2 The procedure
2.1.1 Cerebral palsy encompasses different brain disorders originating during fetal development, birth or early childhood. It is associated with abnormalities of movement, balance and posture, language and vision. Lower limb spasticity affects 80% of people with cerebral palsy. This can impair walking and sitting, and can cause discomfort, cramps and spasms.
2.1.2 Current treatments include oral muscle relaxant medication, orthotic devices, physiotherapy, and repeated intramuscular injections of botulinum toxin. Surgical procedures include tendonotomy, tendon lengthening, peripheral neurotomy, osteotomy, electrical stimulation of the muscles or dorsal spinal cord, and continuous intrathecal baclofen infusion.
2.2.1 The aim of selective dorsal rhizotomy is to achieve a long-term reduction in sensory input to the sensory–motor reflex arcs responsible for increased muscle tone, by dividing some of the lumbar sensory nerve roots.
2.2.2 With the patient under general anaesthesia, a laminectomy of one or more vertebrae is performed to expose the dural sac, which is opened to display the spinal conus with or without the cauda equina. Intraoperative neurophysiological assessment is commonly used to identify the sensory nerve rootlets judged to be most responsible for the excess motor tone. Selected sensory rootlets are divided, preserving some sensory supply and the motor roots responsible for voluntary movements.
2.2.3 Intensive physiotherapy and aftercare is usually given for several months after the procedure. Patients who were previously able to walk may have to learn different walking skills.

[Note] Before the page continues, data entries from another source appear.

PR #107, opened 2016-06-20
firefly api related issues due to irsa integration.

loitly:
- default table cell to render html content as html. 
 - fix firefly_loader.js to take into consideration the location of from where it is loaded.
 - paging bar show non-ascii characters in irsa's html

### DIFF
--- a/src/firefly/js/tables/ui/TableRenderer.js
+++ b/src/firefly/js/tables/ui/TableRenderer.js
@@ -170,9 +170,10 @@ export class TextCell extends React.Component {
     //
     render() {
         var val = getValue(this.props);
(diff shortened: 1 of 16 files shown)


src/firefly/js/tables/ui/TableRenderer.js
```diff
@@ -168,10 +169,10 @@ export class TextCell extends React.Component {
     // }
     //
     render() {
+        var val = getValue(this.props);
+        val = (val.search(html_regex) >= 0) ? <div dangerouslySetInnerHTML={{__html: val}} /> : val;
```
wmiipac: haha, react actually call this prop "dangerous"

loitly:
made another commit based on updated ticket and pushed.  ready for review, again.

PR #111, opened 2016-06-28
DM-6135: vo search simplified panel

ejoliet:
Please, review this branch and let me know. VO search panel will be found in the last right-hand tab on the 'Catalog' search dropdown panel and can be tested by using VO URL value as:  
http://vizier.u-strasbg.fr/viz-bin/votable/-A?-source=J/A+A/402/549
and 'ngc3293' as target.

### DIFF
--- a/src/firefly/js/ui/VoSearchPanel.jsx
+++ b/src/firefly/js/ui/VoSearchPanel.jsx
@@ -2,14 +2,16 @@
  * License information at https://github.com/Caltech-IPAC/firefly/blob/master/License.txt
  */
 
-import React, {Component, PropTypes} from 'react';
+import React from 'react';
 import {TargetPanel} from '../ui/TargetPanel.jsx';
 import {SizeInputFields, sizeFromDeg} from './SizeInputField.jsx';
+import {ValidationField} from './ValidationField.jsx';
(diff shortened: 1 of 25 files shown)


src/firefly/js/ui/VoSearchPanel.jsx
```diff
@@ -79,8 +85,27 @@ var sizeArea = () => {
...
 };
 
-function voSearchArea() {
+var voSearchArea = () => {
     return (
-        <div>Search registry box, table result and cone search field here!</div>
+        <ValidationField
+            fieldKey={'vourl'}
+            /*validator={urlValidator}*/
+            tooltip='Enter the VO cone search URL directly (or use the link below to open external NVO search and find the VO cone search URL)'
```
cwang2016: please check if this tooltip is shown?

ejoliet: You are right, it doesn't. I will fix that. Need to be in a 'initialState' object to be set properly.

cwang2016:
review is done. Looks good.

tgoldina:
Just one more comment: VO URL field should show validation errors. When search is clicked and the VO URL field is invalid or empty, nothing happens. There should be a red validation error mark just like for empty target. (You can set nullAllowed=false and validator in initial state.)

PR #112, opened 2016-06-28
DM-6726 Default chart and other optimizations

tgoldina:
- Removed chart selection from chart area
- Dropdown for chart selection (can be omitted if single chart type is used)
- Populate current values in chart options
- Support Clear and Reset in chart options
- For tables, connected to charts, if no default parameters are specified, default chart id XY plot with center columns for catalogs or two first numeric columns for other tables.
- Label, matching column expression, and unit, matching table model, are default parameters for both app and api now.
- Cleaned chart API a bit

### DIFF
--- a/src/firefly/html/demo/ffapi-highlevel-test.html
+++ b/src/firefly/html/demo/ffapi-highlevel-test.html
@@ -196,8 +196,8 @@
             firefly.showTable('tables-2', tblReq2, {removable: false, showUnits: true, showFilters: true});
             //-----------------  CHART DEMO ------------------------//
             //--- using QUERY_ID: 'upload' does not work getActiveTableId('upload') returns undefined ---//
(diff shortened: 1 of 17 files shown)


cwang2016:
Review is done. Looks good. 
Just wondering, for Unit entry (on X Label/Unit/Options), is there an allowed list for the unit? if there is, would that be better to let the user to pick the unit from a list? if there is some design concern, just ignore my sudden thought.

tgoldina:
If left empty, the unit should be set to the unit of the corresponding
column. But we want to give user flexibility to enter whatever he likes,
especially when expressions are involved.

2016-06-28 14:31 GMT-07:00 Cindy Wang <notifications@github.com>:

ejoliet:
Expanded mode doesn't work (Chrome and Firefox tested). It shows histogram option instead (?). Should be XY plot in full size i guess. Please check.

PR #113, opened 2016-07-06
DM-6022 Lazy load related chart data on table data update

tgoldina:
- Introduced CHART_MOUNTED/CHART_UNMOUNTED actions, deleted SETUP_TBL_TRACKING.
- Reworked the logic for chart related controllers. Chart data are updated only if a chart is mounted, no updates on unmounted charts.
- Now checking if connected table or server parameters have changed before placing server request for data
- Fixed setState calls on unmounted component in ChartContainer.
- Fixed delete button being shown in expanded mode.

### DIFF
--- a/src/firefly/js/visualize/ChartsTableViewPanel.jsx
+++ b/src/firefly/js/visualize/ChartsTableViewPanel.jsx
@@ -67,7 +67,7 @@ class ChartsPanel extends React.Component {
                 var widthPx = size.width;
                 var heightPx = size.height;
                 //console.log('width: '+widthPx+', height: '+heightPx);
-                if (widthPx !== this.state.widthPx || heightPx != this.state.heightPx) {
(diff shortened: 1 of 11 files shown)


src/firefly/js/visualize/ChartsTableViewPanel.jsx
```diff
@@ -147,21 +134,28 @@ class ChartsPanel extends React.Component {
     }
 
     componentWillReceiveProps(nextProps) {
-        this.setState({chartType: getChartType(nextProps)});
+        const {tblId, chartId, chartType} = nextProps;
+        if (!tblId || !chartId) { return; }
+        if (chartId != this.props.chartId || chartType != this.props.chartType || !this.props.tblId) {
```
cwang2016: just picky, !==  instead of '!='

cwang2016:
review is done. looks good!

PR #114, opened 2016-07-08
DM-5761_XYPlot should support selecting columns from a table

wmiipac:
Add XYPlot column select popup
 Added description and type to table statistics


src/firefly/js/ui/TextButton.css
```diff
@@ -0,0 +1,20 @@
...
+}
+
+.ff-MenuItem-linkButton .menuItemText {
+    font-size: 10pt;
+    line-height: 14pt;
+}
+
+.ff-MenuItem-linkButton .menuItemText:HOVER {
+    background-color: rgba(255,255,255,.97);
+}
```
tgoldina: I think, this css file has noting to do with the TextButton and needs to be deleted.

wmiipac: deleted

tgoldina:
I think, it's ready to merge.

PR #115, opened 2016-07-11
DM-6288 Chart Options Display

tgoldina:
This ticket is about making chart options (and chart) display more consistent with that of the table. Chart Options will be displayed over the right side of the table. Overall look of the chart is more similar to the table.

### DIFF
--- a/src/firefly/js/visualize/ChartsTableViewPanel.jsx
+++ b/src/firefly/js/visualize/ChartsTableViewPanel.jsx
@@ -30,10 +30,6 @@ import {XYPlot} from '../visualize/XYPlot.jsx';
 import HistogramOptions from '../visualize/HistogramOptions.jsx';
 import Histogram from '../visualize/Histogram.jsx';
 
-import {PopupPanel} from '../ui/PopupPanel.jsx';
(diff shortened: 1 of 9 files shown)


ejoliet:
I didn't see any problem whatsoever. Looks good.

src/firefly/js/visualize/ChartsTableViewPanel.jsx
```diff
@@ -47,19 +43,34 @@ import FILTER_IN from 'html/images/icons-2014/24x24_FilterAdd.png';
...
+    padding: '0 5px',
+    top: 1,
+    right: 1,
+    bottom: 2,
+    backgroundColor: 'beige',
+    borderLeft: '1px solid #CCC',
+    zIndex: 100,
+    flex: '0 0 auto',
+    overflow:'auto',
+    boxShadow: '-2px 0 2px 0 rgba(0,0,0,0.50)'
```
loitly: i see lots of inline styling in this file.  having them in a css file may look cleaner.

loitly:
Only in Safari when scrollbar is visible, it cuts into the Reset button.
Otherwise, it looks great!

PR #117, opened 2016-07-14
DM-6516-footprint footprint tool implementation. Integrating with the  implementation of marker tool. Both are made in consistent style.

cwang2016:
Implementation: (both footprint tool and marker tool are made in consistent style)   
- footprint description file - in DS9 region format, footprint description is located at the server side.
-  update the service to load the footprint description from the server. 
-  create footprint factory to produce regions and drawing objects based on footprint description. 
-  create  drawing layer for footprint.
-  create functions to handle the operation on footprint (or marker) on the drawing layer - rotate, resize, or relocate or translation.
-  handle the cases that the footprint coverage is bigger than the image size or the footprint's position is out of image covered area.          
- UI components for drawing layer panel

Notes for operation: 
Rotate handle, resize handle and outline box are provided for the user to rotate, resize and relocate the footprint or marker on the U if any of the operations is applied.
- Outline box is initially an upright rectangle which
    a) encloses all footprint regions or
    b) is around the center of the footprint (marked by a cross symbol on the UI) or the marker if a) is not visible or 
    c) is around the plot center if none of a) and  b) is visible.  
    The outline box becomes slanted as the footprint is rotated. 
- Resize handles appear at the corners of the outline box. (marker is resizable and footprint is not resizable).
- Rotate handle appears only at one side of the outline box, starting from the right, the top, the left, or the bottom side  according to its visibility on the plot.
  
Testing example,
   1. get image from image search panel (Images), target: m51, select WISE and click search button
   2. click icon for "overlay marker and instrument footprints"
      and select "add marker" or any item for adding footprint from the dropdown list
      => a marker or the footprint will appear in the middle of the plot
   3. click the mouse at the place where you want to locate the footprint           

   When the mouse hovers over the footprint, the cursor will change to be 'pointer'.
   Once 'pointer' is clicked down, an outline box with either resize or rotate handle will appear for 3 seconds after the mouse is up.
  
   4. Click the resize handle and drag to resize the marker,  or 
       click the rotate handle and drag to rotate the footprint or
       click on the pointer and drag to move the marker or footprint. 

   If the outline box is moved out of the plot area  while operating the footprint or marker, the outline box of other kind will continue to appear.


cwang2016:
Note for compiling: there are some changes made on Java codes. Please make full compilation before running it.

ejoliet:
First comment i have: WOW!!! Impressive! This is way better from before migration! It is now very useful! There are a couple of issues:

-  Angle input field in layer window seems to be in radians, should be in degree and i couldn't enter any value either.
- For the case of a full footprint, sometime the box is out side the viewport but no handle to rotate is visible? Can we make the handle always visible and not necessarily on the right? Maybe 4 handles on each side of the box?
- I think the idea was to remove the link "Add" from the layer window as we can keep adding any overlay from the menu directly?
- PNG image saved shows the overlay with different color than the one displayed 
- Handle appears always on the right hand side but it should be visible in the viewport always

cwang2016:
Additional feature
- the footprint is displayed and operated on multiple images simultaneously.

cwang2016:
Notes:

- Angle entry bug in the drawing layer panel is corrected. 
- An outline box around the center of the plot will continue to appear once the footprint is outside the viewport. 
- The rotate handle is shown on one side which is the right, the top, the left or the bottom side, depending the visibility on any of the sides.

ejoliet:
A second review after last commit revealed the following problem:
- title in layer dialog not same as before, format should be: 'Show: Footprint #N: TELESCOPE APERTURE/INSTRUMENT' instead of the one currently in this branch: 'Show: TELESCOPE_APERTURE_#N'
- JWST MIRI footprint region is actually the sum of JWST MIRI and HST WFPC2. Please, check that footprint regions migrated contain and match the shapes defined in FootprintFactory class.
- When more than 1 footprint is displayed, ones cannot select the footprint unless is visually separate (i think is taking into account the box surrounding the footprint as surface to be selected)
- When rotate 'NICMOS' footprint, the shape lines seems to be moving, maybe a precision problem in using screen to world point and viceversa?

src/firefly/java/edu/caltech/ipac/visualize/resources/Footprint_JWST.reg
```diff
@@ -0,0 +1,67 @@
...
+POLYGON   -0.13937751  -0.08964411  -0.14094694  -0.08941355  -0.14077194  -0.08770800  -0.13922195  -0.08790245  -0.13937751  -0.08964411 # color=yellow tag={MIRI}
+POLYGON   -0.13938306  -0.08969967  -0.14096360  -0.08946632  -0.14076916  -0.08776356  -0.13922195  -0.08795800  -0.13938306  -0.08969967 # color=yellow tag={MIRI}
+POLYGON   -0.13938028  -0.08969967  -0.14092749  -0.08946632  -0.14073861  -0.08776356  -0.13921362  -0.08795800  -0.13938028  -0.08969967 # color=yellow tag={MIRI}
+POLYGON   -0.13901084  -0.09011910  -0.14103860  -0.08987188  -0.14059694  -0.08768578  -0.13863306  -0.08800800  -0.13901084  -0.09011910 # color=yellow tag={MIRI}
+POLYGON   -0.13901917  -0.09009966  -0.14104138  -0.08985798  -0.14057749  -0.08767189  -0.13861639  -0.08798856  -0.13901917  -0.09009966 # color=yellow tag={MIRI}
+POLYGON   -0.13902472  -0.09008299  -0.14099972  -0.08982187  -0.14058027  -0.08765244  -0.13862751  -0.08797467  -0.13902472  -0.09008299 # color=yellow tag={MIRI}
+POLYGON  360.00148056  -0.00349167 359.98601112  -0.01929166 359.97019723  -0.00381111 359.98566389   0.01199167 360.00148056  -0.00349167 # color=yellow tag={MIRI}
```
ejoliet: those 3 polygon belongs to WFPC2. remove them and check that MIRI and WFPC2 is correctly defined.

src/firefly/js/drawingLayers/FootprintTool.js
```diff
@@ -0,0 +1,538 @@
...
+ * @param footprintDrawObj
+ * @param plotId
+ * @returns {*}
+ */
+function updateFootprintAngle(angleDegStr, footprintDrawObj, plotId) {
+    const plot = primePlot(visRoot(), plotId);
+    var cc = CsysConverter.make(plot);
+    var angleDeg;
+
+    angleDeg = angleDegStr ? parseFloat(angleDegStr) : 0.0;
```
ejoliet: float could be a loss of precision, maybe this is why we see lines moving when rotating? Ex. rotating NICMOS footprint.

ejoliet: after reading javascript docs, it seems that parseFloat is the highest precision available, the loss of precision must be somewhere else where we transform angles and distances.

robyww:
Fire Impressions. I agree with Immanuel.  It looks _really_ good.  

UI Issues:

- Label does not update as the uses types. You have to click on the footprint for it to update. Changing corners of the label also has this problem. The marker work like it should, this is just a footprint isssue.
- There issue with the active footprint changing.  The first one does not seem to want to let go unless it is hidden.  My guess is this might be my problem in `ImageViewerLayout.`
- I think we only need 1 decimal place for the angle and it should be in degrees. The input box can be smaller.
- I think the center field should take  the full width so that it does not wrap.  It will look cleaner.
- I really like the way you control the size the rotate control.
- We need @ejoliet input, but the label could default to the name of the footprint.
- In response to @ejoliet on add new footprints: I still like having a an 'Add Marker' for markers but the add for the footprint is probably not be necessary.

src/firefly/js/drawingLayers/FootprintTool.js
```diff
@@ -0,0 +1,538 @@
...
+const TYPE_ID= 'OVERLAY_FOOTPRINT_TYPE';
+const factoryDef= makeFactoryDef(TYPE_ID,creator,null,getLayerChanges,null, getFootprintToolUIComponent);
+const FootprintStatus = new Enum(['attached', 'select', 'attached_relocate', 'relocate', 'rotate']);
+
+export default {factoryDef, TYPE_ID}; // every draw layer must default export with factoryDef and TYPE_ID
+
+var idCnt=0;
+
+export function footprintCreateLayerActionCreator(rawAction) {
+    return (dispatcher) => {
```
robyww: You could break this function up a little.  It is pretty big.

src/firefly/js/drawingLayers/FootprintTool.js
```diff
@@ -0,0 +1,538 @@
...
+
+/**
+ * action create for FOOTPRINT_MOVE
+ * @param rawAction
+ * @returns {Function}
+ */
+export function footprintMoveActionCreator(rawAction) {
+    var angleBetween = (origin, v1, v2) => {
+        var [v1_x, v1_y] = [v1.x - origin.x, v1.y - origin.y];
+        var [v2_x, v2_y] = [v2.x - origin.x, v2.y - origin.y];
```
robyww: I have not seen this done before.  A nice way to make x, y operations clear.

src/firefly/java/edu/caltech/ipac/firefly/server/visualize/VisServerOps.java
```diff
@@ -1434,9 +1437,66 @@ public static WebPlotResult getDS9Region(String fileKey) {
             retval = createError("on getDSRegion", null, e);
         }
         return retval;
+    }
 
+    private static final Map<String, String> footprintMap;
+    static {
```
robyww: you and I and @loitly should talk about where the right place to store these files are.  I don't know if we want put it in 'visualize/reousrces'

robyww:
The code looks good. However, it is so much it is hard to evaluate. This is a problem with code reviews. 

I have notice in the last couple of months.  In May I, @loitly, @tgoldina and @ejoliet all had really big commits. How do we look at large commits?  I think we should bring it up for ideas in our Wednesday meeting.

ejoliet:
You are right. And i would add that i am also concerned that we are changing the server too. Java classes are changing in dev but we are not testing for IFE app as well in those cases.

--
Emmanuel Joliet
Office: 170
Phone:  (626) 395-1489

src/firefly/java/edu/caltech/ipac/firefly/server/visualize/VisServerOps.java
cwang2016: besides the issue regrading where to put the footprint files, I also have some concern regrading if it is ok to hardcode the footprint map in the java file? or put the map data into a text file and create the map by loading the text file?

ejoliet: Yes, good point. I would decouple the data content and the loading. The same way we load properties. Actually you could think a future use case of a user-defined footprint to be loaded and added to the layers as part of all the predefined footprint available. 

--
Emmanuel Joliet
Office: 170
Phone:  (626) 395-1489

cwang2016:
Notes: 

- Build firefly_data.jar to include fits (previously contained in fits.jar) and footprint description file.

- Create methods to add and get footprint entry (footprint file path and the associated key) into a map at server side.   

- footprint and marker text: the text is displayed as the drawing layer title initially and the text content is editable in the drawing layer panel.

cwang2016:
Please Note:
Please do full compile (gradle :firefly:war :firefly:deploy ) as the server side are modified.

PR #120, opened 2016-07-15
DM-6909: Filtering from expanded mode cancels expanded mode

loitly:
https://jira.lsstcorp.org/browse/DM-6909

- fixed above ticket
- added close ('x') button to table options and xyplot options
- fixed table's fixed column's transparency issue

### DIFF
--- a/src/firefly/js/charts/ui/ChartsTableViewPanel.jsx
+++ b/src/firefly/js/charts/ui/ChartsTableViewPanel.jsx
@@ -452,7 +452,8 @@ class ChartsPanel extends React.Component {
         if (optionsShown) {
             return (
                 <div className='ChartPanelOptions'>
-                    <OptionsWrapper  {...{chartId, tableModel, tblStatsData, tblPlotData, tblHistogramData, chartType}}/>
+                    <OptionsWrapper toggleOptions={this.toggleOptions}
+                        {...{chartId, tableModel, tblStatsData, tblPlotData, tblHistogramData, chartType}}/>
                 </div>
             );
         }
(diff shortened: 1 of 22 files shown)


tgoldina:
The layout issues described in the ticket are fixed. 

However, after some filtering and sorting, XYPlot, which relies on tableMeta.source to detect table changes, does not follow the table.

It seems that tableMeta.source is not always set to the sorted or filtered table location in ${temp_files}. Sometimes it erroneously points to the original table in ${perm_files}

Even if the request passed to the server does not have META_INFO.source, it is being set [incorrectly] somewhere in server code. Then JsonTableUtil.java lines 40-44 copies all meta from request. If source attribute happens to be in the request, it overwrites the correct source set in TableDef.

src/firefly/js/charts/ui/ChartsTableViewPanel.jsx
```diff
@@ -452,7 +452,8 @@ class ChartsPanel extends React.Component {
         if (optionsShown) {
             return (
                 <div className='ChartPanelOptions'>
-                    <OptionsWrapper  {...{chartId, tableModel, tblStatsData, tblPlotData, tblHistogramData, chartType}}/>
+                    <OptionsWrapper toggleOptions={this.toggleOptions}
+                        {...{chartId, tableModel, tblStatsData, tblPlotData, tblHistogramData, chartType}}/>
```
tgoldina: I am wondering if toggleOptions can be handled here. 
Otherwise we need to propagate this prop to all options components (for now it included HistogramOptions) and handle situations when toggleOptions do not make sense, like in Charts dropdown.

tgoldina:
I am done with the review. The original issues for which this ticket was created are fixed.

There are two new bugs I noticed: 
1) x in Charts dropdown, when scatter plot is selected. It should not be there.
2) table-chart sync problems, because source meta attribute does not always reflect the location of the source IPAC table in our workarea correctly.

The second issue was not introduced in this ticket. Please, feel free to create a separate ticket for it.

tgoldina:
I have tested the latest commit, and everything works as expected. Thank you. Ready to merge.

Sections 2.3 and 2.4 describe efficacy and safety outcomes from the published literature that the Committee considered as part of the evidence about this procedure. For more detailed information on the evidence, see the overview.
2.3.1 A non-randomised comparative study of 142 patients treated by the procedure (n = 71) or intrathecal baclofen pump (ITBP) (n = 71) reported improvements in Modified Ashworth Scale scores (measures muscle tone on a scale from 0 to 5; lower score indicates lower muscle tone) of −2.52 and −1.23 points respectively at 1-year follow-up (p < 0.0001).
2.3.2 A non-randomised comparative study of 108 patients treated by the procedure plus physiotherapy or physiotherapy alone reported mean improvements in Gross Motor Function Measure (GMFM) score (higher score indicates better gross motor functioning) from baseline of 87 to 92 and 89 to 91 respectively at 20-month follow-up (p < 0.05 for both groups from baseline).
2.3.3 The non-randomised comparative study of 142 patients treated by the procedure or ITBP reported that 94% and 96% of parents respectively were satisfied at 1-year follow-up (absolute figures not stated) (p = 0.71).
2.3.4 The Specialist Advisers listed key efficacy outcomes as reduction in lower limb spasticity, reduction in number of subsequent orthopaedic procedures, improved gross motor function, improved gait and walking, improved level of independence and quality of life.
2.4.1 Radiologically observed scoliosis was reported in 9% (5/58) of patients who had laminectomy and 1% (2/150) of patients who had laminoplasty in the case series of 208 patients at a mean follow-up of 4.2 years. The percentage of patients with scoliosis pre-operatively was not stated. Case series of 105, 98 and 30 patients reported scoliosis of 10° or more in 55% at 4.3 years, in 43% at 5.8 years, and scoliosis of less than 35° in 50% at 21.4 years respectively.
2.4.2 In a case series of 61 patients, 4 patients developed spondylolysis and grade-I spondylolisthesis between 3 and 5 years after the procedure.
2.4.3 Urinary retention due to decreased bladder tone and hyporeflexia was reported in 10% (20/208) of patients in the case series of 208 patients. This resolved spontaneously within 4 weeks in 18 patients but 2 patients had long term urinary incontinence because of atonic bladder.
2.4.4 The Specialist Advisers considered theoretical adverse events to include death, worsening motor function and/or paraplegia, wound infection, meningitis, cerebrospinal fluid leakage, dislocation of the hip(s), back pain, constipation, weakness, chronic pain, and late arachnoiditis and/or syringomyelia.
2.5.1 The Committee noted that most of the evidence for this procedure relates to children aged 4–10 years. The Committee also noted that this procedure and patient selection for it are still evolving. Several commentators recommend limited laminectomy to reduce the risk of late spinal deformity, and others question the need for intraoperative neurophysiology.